Thank you. None of us probably realise how resourceful and resilient we are until our backs are against the wall. My little tale of woe is from nearly 20 years ago. If it's any reassurance to people in a similar position today, I can look back now and see that because of that experience my aversion to debt saved me from the whole credit crunch/boom/bust situation of the least few years. Plus I'm reasonably confident that, if bad times happened again, I could cope.

Badvoc Fri 22-Jun-12 08:37:47

I feel very negative about things ATM cog.
Lots of reasons.
Am trying to decide what to do when ds2 starts school next year. Will need to retrain I think but as what?
Thinking of our cc debt too which I know isn't massive compared to some but it worries me. Not paying any interest on it til next dec helps!
Wish I knew what to do.
Been out of the workforce for 5 years and so therefore it would seem I am pretty much unemployable!
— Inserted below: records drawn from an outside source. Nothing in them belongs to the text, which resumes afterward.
PR #324, opened 2021-06-10
fix: return null when file is not found from downloaded manifest cache

khairul-alam-licon:
# Description
`DownloadedManifestCache.readFromCachedFile` should return `null` while manifest cached file is not found, this PR aims to fix this issue to prevent a crash.

## Links
- MINI-3371

# Checklist

### DIFF
--- a/miniapp/src/main/java/com/rakuten/tech/mobile/miniapp/storage/DownloadedManifestCache.kt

Babelange Fri 22-Jun-12 13:42:58

The worst it got was when I was on maternity leave with DS2 & DH wasn’t working and I told him I couldn’t meet the mortgage; he did go out and get a job – one that has a generous discount on useful things like children’s shoes and subsidised holidays. At one time the childcare costs were more than the mortgage (ie. like having a second mortgage), but these are getting less now. Getting a childminder meant that when DH was on a shift rota, we negotiated around that and by the time the childminder had a baby, DH had a different job with a different rota which was conducive to using a nursery/after school club.
Apart from food and utilities, childcare is the most carefully budgeted area of expenditure; I use the company’s childcare voucher scheme and although no longer so tax efficient for new starters, it creates an account for putting the money aside. This summer childcare for 2, bearing in mind 2 week’s holiday – this will be £720 – one year when it was closer to £900 – there wasn’t enough – I asked nicely if I could pay in two instalments. I am always respectful of childcare providers; I always pay on time, collect on time etc. As I have used them for 5 years, this wasn’t a problem.
Looking around, there are lots of SAHMs who have become childminders or TAs – they might start as school helpers and then move on. Other families are really resourceful with DPs working around each other – one mum shelf stacks in the evening – another did this until her plum job of working in the superstore’s pharmacy came up – she was in a better position to apply. I am surprised more people do not study – perhaps they are doing this covertly!
I hardly ever spend any money on myself – repairing everything including tights and knickers! – but that’s starting to change although now my appetite for spending has disappeared. I follow a no cash rule – and always ask for a receipt for everything, even in the corner shop, and they are held in a bull-dog clip to look at as and when the question of not having any money left needs to be answered!
The shabbiness of the house is only now being addressed… so gradually spending less, earning incrementally more over ten years has meant a more comfortable life. There is still debt – which is being decreased – all 3 paid off by 2014, although the challenge is to pick them off one-by-one sooner. Sometimes you need to accept that this is a “long haul”.